■ **Activity**
Check each line of the entries. Copy the ones that contain the string "pretransform".

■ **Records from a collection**
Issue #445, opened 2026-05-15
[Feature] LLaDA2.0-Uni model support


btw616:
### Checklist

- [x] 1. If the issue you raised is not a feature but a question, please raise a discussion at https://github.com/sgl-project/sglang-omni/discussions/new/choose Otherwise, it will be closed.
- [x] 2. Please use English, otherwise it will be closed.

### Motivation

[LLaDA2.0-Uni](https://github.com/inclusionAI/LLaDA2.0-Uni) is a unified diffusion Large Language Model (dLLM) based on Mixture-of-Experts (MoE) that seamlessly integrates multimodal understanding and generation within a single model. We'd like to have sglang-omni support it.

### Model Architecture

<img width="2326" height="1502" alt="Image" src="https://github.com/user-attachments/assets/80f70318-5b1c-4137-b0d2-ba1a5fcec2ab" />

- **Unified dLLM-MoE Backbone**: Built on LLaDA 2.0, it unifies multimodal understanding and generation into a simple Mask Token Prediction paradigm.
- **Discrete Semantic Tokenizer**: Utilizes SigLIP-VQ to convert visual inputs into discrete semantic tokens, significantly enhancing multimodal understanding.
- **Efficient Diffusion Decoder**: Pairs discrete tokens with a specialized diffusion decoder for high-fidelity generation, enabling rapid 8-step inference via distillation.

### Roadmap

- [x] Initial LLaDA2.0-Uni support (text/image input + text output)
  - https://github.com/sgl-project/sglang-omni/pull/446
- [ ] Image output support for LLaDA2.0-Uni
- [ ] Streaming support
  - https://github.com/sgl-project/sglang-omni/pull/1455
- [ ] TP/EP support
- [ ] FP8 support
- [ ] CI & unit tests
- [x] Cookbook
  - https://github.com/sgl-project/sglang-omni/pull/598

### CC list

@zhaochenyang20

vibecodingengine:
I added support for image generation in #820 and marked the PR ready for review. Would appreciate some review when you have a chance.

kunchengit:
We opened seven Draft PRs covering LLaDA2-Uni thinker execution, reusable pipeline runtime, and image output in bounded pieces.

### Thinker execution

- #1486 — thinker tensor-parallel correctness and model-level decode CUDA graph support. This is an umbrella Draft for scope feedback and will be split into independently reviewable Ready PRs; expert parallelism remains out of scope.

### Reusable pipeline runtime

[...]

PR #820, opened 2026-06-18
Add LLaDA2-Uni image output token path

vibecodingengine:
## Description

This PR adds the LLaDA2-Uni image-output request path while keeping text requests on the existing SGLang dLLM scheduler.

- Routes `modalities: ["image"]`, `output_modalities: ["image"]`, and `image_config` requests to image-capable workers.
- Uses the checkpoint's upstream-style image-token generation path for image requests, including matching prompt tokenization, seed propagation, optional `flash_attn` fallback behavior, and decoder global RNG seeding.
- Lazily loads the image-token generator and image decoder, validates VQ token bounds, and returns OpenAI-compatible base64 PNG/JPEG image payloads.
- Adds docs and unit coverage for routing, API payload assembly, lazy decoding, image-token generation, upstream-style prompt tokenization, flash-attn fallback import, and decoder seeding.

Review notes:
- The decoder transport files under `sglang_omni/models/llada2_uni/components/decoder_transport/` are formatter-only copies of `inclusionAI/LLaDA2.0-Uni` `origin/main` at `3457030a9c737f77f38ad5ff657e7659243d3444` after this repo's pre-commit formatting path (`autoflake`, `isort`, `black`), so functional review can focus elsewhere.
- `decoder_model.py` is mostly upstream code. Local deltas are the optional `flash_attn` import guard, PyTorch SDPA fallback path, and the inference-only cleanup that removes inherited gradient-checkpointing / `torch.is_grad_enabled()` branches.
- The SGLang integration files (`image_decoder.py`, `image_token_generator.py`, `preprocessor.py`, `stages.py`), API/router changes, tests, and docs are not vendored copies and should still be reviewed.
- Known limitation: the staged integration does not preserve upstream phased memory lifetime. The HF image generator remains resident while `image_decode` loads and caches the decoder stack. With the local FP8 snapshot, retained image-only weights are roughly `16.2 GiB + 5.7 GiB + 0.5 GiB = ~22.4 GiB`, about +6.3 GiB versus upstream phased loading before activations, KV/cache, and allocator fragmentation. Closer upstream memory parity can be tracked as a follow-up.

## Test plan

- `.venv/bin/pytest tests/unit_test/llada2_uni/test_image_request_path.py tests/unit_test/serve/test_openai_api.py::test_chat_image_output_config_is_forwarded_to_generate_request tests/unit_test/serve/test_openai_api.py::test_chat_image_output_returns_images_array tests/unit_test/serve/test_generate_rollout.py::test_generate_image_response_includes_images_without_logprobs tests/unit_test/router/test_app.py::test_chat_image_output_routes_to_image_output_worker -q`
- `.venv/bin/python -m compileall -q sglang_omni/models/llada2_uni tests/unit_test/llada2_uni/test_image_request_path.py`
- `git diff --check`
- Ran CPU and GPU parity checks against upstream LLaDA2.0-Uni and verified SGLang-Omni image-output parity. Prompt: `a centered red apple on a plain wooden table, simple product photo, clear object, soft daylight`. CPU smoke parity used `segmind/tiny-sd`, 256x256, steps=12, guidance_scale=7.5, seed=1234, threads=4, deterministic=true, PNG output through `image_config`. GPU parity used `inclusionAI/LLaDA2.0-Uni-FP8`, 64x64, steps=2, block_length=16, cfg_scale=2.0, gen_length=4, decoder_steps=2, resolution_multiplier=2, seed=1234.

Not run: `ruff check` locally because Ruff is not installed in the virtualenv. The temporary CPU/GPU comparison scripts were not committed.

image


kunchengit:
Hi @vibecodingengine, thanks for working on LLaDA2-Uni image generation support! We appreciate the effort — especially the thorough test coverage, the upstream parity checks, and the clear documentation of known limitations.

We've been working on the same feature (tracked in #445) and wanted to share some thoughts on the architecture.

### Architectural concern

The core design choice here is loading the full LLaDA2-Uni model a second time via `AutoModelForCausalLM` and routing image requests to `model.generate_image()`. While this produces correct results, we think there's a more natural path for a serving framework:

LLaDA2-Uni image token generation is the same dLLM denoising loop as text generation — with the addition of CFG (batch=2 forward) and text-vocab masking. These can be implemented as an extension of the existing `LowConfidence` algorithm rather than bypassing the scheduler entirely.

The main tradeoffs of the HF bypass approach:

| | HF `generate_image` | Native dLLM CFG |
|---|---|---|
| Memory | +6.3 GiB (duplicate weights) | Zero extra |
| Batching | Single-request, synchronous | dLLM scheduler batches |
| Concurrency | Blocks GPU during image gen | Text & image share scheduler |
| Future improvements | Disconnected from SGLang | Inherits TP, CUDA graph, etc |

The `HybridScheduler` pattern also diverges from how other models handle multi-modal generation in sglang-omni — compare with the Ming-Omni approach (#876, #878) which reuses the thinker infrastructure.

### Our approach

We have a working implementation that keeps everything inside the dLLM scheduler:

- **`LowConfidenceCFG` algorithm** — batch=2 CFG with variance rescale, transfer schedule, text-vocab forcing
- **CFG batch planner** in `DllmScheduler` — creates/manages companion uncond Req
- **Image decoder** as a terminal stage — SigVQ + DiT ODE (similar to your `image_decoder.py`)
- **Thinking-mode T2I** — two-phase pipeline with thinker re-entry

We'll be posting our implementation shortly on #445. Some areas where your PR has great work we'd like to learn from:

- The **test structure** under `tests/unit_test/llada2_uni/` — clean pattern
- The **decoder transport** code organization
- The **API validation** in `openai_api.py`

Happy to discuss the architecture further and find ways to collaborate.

...

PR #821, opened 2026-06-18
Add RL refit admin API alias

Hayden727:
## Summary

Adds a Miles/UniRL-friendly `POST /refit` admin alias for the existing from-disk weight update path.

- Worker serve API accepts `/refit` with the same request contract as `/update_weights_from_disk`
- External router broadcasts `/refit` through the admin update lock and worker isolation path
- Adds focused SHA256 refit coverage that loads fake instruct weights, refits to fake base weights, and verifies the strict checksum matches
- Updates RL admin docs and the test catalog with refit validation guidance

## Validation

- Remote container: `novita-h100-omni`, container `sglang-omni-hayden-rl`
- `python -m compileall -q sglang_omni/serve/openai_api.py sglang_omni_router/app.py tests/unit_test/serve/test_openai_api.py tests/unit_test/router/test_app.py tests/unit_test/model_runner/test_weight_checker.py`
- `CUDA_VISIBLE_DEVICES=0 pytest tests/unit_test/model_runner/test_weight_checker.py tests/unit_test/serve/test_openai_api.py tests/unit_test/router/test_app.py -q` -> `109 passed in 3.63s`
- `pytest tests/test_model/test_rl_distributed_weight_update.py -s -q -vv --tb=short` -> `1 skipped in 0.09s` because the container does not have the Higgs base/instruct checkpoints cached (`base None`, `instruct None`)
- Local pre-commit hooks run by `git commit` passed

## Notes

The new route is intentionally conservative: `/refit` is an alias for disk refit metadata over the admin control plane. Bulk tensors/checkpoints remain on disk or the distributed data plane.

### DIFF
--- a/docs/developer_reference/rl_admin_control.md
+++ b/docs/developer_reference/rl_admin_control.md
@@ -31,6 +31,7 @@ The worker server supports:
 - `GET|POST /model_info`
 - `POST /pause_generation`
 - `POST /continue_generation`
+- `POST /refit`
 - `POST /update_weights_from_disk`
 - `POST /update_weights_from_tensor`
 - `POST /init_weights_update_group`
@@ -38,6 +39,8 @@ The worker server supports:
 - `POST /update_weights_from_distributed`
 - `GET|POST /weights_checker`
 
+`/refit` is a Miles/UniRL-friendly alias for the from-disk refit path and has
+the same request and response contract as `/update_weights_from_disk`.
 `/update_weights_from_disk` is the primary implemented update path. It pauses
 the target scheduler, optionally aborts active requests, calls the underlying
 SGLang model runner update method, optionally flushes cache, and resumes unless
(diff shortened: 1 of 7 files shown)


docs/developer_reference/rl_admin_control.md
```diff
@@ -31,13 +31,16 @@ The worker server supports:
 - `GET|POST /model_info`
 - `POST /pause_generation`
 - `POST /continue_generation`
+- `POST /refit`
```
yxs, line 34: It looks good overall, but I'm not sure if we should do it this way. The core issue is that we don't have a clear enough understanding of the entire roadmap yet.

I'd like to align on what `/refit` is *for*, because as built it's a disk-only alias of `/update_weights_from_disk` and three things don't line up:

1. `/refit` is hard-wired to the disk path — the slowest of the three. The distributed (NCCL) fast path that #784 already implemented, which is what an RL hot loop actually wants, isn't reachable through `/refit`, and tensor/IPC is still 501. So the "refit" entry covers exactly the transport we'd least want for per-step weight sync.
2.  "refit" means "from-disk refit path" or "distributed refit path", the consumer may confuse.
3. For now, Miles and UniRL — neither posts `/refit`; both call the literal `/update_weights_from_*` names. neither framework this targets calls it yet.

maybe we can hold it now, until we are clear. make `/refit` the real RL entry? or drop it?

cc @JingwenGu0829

* * *

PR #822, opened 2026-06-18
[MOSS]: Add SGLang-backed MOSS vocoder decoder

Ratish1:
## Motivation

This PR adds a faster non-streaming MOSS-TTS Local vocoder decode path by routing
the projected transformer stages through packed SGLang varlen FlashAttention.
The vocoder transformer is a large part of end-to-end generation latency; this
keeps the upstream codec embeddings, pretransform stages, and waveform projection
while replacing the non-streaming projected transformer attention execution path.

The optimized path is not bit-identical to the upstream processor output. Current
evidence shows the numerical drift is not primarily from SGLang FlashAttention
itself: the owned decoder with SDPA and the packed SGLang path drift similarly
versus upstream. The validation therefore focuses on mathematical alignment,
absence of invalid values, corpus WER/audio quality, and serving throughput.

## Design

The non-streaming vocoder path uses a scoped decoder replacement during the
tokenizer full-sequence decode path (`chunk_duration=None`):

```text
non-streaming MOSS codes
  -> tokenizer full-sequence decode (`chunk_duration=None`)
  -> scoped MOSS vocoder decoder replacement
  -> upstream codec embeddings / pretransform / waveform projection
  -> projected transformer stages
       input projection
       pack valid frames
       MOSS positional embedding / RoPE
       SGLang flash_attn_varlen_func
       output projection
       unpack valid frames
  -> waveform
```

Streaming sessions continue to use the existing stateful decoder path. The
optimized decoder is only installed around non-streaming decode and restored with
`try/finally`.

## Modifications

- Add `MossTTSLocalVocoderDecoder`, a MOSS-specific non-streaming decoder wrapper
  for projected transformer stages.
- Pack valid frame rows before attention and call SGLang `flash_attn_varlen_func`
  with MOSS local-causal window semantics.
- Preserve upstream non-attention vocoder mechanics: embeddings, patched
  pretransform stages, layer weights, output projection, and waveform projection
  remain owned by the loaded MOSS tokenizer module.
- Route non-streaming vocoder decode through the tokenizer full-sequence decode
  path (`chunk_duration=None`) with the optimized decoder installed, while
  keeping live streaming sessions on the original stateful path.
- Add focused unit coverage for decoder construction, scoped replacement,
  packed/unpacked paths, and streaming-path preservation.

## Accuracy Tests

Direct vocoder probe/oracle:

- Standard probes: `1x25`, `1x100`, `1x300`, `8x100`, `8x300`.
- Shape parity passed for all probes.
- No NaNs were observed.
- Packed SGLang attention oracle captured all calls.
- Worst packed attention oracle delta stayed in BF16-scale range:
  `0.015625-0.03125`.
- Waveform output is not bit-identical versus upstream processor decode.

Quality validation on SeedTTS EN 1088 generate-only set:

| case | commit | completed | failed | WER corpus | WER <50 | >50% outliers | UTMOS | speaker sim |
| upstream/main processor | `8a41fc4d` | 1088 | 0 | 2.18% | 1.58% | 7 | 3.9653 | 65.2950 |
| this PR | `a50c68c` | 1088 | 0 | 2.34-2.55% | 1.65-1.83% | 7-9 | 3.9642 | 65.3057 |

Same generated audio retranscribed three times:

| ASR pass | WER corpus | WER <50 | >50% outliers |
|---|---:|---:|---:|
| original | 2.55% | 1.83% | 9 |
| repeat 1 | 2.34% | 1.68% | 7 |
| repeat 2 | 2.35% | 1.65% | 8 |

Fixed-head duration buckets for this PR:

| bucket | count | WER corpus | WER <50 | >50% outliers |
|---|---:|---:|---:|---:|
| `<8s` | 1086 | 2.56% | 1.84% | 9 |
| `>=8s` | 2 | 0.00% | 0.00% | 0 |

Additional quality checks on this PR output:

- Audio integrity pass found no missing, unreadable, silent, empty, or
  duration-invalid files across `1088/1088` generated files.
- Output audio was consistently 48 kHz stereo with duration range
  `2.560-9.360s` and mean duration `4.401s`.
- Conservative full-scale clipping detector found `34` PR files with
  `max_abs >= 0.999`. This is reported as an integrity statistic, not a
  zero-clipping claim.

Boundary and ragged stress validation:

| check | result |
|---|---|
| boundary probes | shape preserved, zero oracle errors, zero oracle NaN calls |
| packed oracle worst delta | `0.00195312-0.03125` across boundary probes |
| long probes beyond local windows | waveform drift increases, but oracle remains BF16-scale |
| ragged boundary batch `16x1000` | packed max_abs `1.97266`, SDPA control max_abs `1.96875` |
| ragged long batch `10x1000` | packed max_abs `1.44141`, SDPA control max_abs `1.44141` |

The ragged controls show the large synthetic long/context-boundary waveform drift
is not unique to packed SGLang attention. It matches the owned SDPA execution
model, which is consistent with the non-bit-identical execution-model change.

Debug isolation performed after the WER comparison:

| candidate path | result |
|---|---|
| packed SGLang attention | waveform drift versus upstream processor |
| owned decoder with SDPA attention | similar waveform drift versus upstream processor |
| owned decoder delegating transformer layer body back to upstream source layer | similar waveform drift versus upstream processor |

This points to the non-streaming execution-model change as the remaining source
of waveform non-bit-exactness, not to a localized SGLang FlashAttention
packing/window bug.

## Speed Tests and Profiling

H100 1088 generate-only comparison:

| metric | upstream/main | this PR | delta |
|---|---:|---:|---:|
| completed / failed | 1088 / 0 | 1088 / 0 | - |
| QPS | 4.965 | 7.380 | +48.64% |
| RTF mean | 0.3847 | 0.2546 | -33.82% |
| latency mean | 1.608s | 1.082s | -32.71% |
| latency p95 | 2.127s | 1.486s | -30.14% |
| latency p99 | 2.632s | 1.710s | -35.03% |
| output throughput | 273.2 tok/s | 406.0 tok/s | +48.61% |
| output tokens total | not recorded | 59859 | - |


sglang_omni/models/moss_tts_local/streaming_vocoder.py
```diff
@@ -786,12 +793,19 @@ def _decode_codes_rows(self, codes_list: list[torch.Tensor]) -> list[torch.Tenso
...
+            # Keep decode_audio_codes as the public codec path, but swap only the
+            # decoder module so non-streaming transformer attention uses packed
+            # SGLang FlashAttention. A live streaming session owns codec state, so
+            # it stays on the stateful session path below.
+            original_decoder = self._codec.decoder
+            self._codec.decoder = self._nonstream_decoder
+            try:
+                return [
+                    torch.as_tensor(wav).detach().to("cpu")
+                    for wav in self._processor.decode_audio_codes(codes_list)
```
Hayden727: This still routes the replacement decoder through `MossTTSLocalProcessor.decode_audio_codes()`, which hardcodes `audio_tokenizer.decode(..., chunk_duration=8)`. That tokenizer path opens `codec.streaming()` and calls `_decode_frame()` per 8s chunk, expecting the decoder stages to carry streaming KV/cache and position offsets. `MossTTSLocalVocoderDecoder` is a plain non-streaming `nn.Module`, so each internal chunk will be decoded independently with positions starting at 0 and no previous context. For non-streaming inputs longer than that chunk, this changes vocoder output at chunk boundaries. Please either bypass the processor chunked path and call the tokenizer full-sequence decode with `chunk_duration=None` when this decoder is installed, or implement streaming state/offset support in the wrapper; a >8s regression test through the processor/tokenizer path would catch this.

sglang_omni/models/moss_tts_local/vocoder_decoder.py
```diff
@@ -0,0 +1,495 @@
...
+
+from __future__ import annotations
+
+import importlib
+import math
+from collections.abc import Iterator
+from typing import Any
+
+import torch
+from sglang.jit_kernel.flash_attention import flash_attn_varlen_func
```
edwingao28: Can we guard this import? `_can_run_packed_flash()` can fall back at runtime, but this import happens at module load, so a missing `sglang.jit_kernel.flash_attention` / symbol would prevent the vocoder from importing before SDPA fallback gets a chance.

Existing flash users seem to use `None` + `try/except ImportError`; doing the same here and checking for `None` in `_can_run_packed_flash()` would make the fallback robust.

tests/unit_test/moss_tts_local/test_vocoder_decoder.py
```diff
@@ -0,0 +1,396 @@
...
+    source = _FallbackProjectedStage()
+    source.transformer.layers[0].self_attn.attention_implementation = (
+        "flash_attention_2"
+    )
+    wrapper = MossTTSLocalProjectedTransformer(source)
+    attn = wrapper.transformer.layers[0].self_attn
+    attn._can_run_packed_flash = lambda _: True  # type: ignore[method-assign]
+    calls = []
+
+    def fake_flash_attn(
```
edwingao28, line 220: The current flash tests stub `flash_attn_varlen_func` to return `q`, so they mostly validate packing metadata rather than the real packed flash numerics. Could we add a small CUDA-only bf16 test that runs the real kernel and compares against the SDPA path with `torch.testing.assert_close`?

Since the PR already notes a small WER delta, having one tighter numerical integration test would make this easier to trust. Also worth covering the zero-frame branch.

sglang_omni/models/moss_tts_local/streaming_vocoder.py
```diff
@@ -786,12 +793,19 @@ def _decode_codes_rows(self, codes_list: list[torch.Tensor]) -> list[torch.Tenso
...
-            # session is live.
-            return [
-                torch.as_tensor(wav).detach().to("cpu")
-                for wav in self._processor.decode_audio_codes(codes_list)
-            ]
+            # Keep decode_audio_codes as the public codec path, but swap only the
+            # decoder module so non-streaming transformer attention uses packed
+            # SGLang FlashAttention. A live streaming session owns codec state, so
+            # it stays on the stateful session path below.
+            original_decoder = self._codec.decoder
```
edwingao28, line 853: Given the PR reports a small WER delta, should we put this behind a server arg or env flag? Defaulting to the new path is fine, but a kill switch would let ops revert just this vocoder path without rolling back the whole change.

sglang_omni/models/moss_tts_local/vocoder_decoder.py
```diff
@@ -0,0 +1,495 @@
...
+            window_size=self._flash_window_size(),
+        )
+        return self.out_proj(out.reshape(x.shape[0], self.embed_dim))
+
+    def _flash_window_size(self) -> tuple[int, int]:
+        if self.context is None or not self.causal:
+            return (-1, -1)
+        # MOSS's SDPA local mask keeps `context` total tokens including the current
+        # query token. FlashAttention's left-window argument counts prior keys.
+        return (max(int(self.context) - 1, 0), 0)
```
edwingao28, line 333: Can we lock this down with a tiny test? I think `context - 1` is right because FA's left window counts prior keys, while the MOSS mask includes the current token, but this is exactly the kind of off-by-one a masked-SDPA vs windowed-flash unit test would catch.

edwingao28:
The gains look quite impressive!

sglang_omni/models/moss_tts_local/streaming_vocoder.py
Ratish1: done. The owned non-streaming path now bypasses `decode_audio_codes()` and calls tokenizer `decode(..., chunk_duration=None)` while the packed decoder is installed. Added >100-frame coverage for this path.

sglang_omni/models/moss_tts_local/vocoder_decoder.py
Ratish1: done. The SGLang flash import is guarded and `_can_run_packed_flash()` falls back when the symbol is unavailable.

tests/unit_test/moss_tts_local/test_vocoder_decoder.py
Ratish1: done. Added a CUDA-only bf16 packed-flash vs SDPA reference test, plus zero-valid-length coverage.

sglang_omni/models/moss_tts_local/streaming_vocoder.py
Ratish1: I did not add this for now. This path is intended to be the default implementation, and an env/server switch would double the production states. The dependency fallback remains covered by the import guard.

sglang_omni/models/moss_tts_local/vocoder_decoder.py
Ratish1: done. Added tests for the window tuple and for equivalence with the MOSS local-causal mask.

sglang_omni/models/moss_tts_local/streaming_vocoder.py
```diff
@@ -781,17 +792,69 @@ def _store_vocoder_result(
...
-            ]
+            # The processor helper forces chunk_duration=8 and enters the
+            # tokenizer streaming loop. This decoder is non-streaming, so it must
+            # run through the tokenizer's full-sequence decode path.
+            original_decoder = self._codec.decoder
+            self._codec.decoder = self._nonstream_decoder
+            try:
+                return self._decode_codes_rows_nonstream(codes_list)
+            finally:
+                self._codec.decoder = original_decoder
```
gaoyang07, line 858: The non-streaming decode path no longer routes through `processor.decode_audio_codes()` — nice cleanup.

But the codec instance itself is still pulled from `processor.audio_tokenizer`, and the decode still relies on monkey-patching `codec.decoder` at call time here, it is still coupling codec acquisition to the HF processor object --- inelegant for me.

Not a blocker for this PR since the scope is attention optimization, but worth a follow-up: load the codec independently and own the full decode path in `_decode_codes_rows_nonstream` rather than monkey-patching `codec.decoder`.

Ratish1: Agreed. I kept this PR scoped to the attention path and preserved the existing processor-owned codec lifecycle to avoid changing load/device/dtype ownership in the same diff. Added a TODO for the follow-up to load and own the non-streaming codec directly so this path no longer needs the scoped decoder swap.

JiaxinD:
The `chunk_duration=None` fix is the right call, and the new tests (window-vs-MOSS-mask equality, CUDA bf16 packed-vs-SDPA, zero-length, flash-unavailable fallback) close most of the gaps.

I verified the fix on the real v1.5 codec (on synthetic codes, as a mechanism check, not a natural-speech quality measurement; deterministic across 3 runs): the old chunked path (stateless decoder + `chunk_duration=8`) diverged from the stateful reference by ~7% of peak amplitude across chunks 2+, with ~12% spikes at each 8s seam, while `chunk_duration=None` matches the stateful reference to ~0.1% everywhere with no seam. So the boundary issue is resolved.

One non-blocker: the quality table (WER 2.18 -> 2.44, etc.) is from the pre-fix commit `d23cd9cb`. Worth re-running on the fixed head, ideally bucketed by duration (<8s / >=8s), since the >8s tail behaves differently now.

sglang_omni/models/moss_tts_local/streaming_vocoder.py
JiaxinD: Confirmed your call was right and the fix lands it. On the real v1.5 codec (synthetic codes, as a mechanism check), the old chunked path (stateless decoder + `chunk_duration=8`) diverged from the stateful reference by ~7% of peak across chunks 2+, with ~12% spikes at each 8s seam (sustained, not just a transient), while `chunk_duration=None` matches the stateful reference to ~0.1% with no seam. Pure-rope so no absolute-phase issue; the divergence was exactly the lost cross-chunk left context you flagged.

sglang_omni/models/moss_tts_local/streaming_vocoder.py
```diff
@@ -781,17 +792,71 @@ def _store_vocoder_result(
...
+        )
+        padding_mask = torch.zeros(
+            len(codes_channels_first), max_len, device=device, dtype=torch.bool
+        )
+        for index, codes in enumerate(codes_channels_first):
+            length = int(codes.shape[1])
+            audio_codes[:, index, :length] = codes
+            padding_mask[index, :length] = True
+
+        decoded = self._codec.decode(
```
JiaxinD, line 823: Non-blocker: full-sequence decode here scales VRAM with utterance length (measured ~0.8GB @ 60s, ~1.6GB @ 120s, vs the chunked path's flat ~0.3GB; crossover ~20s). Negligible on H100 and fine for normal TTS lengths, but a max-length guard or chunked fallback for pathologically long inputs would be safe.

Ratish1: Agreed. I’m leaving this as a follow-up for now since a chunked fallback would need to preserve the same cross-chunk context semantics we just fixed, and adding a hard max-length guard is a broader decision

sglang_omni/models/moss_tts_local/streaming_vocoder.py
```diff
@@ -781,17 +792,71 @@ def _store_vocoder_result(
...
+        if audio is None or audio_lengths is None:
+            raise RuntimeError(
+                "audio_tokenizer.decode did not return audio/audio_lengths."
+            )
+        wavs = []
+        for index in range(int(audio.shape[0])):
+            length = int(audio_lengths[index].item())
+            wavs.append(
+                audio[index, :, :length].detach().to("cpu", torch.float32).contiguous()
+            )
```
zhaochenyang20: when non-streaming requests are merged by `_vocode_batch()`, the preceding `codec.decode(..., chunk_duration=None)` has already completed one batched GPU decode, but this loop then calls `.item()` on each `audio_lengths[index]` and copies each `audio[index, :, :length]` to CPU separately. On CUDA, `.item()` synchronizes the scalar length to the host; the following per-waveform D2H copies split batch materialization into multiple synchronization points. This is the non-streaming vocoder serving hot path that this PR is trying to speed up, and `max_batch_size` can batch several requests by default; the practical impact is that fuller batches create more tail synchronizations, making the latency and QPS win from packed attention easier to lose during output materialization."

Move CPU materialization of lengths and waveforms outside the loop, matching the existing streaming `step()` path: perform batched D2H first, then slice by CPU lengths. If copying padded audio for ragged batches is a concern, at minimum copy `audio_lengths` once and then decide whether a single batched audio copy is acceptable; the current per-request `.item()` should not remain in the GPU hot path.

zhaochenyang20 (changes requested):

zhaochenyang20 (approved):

■ **Task response**
keeps the upstream codec embeddings, pretransform stages, and waveform projection
  -> upstream codec embeddings / pretransform / waveform projection
  pretransform stages, layer weights, output projection, and waveform projection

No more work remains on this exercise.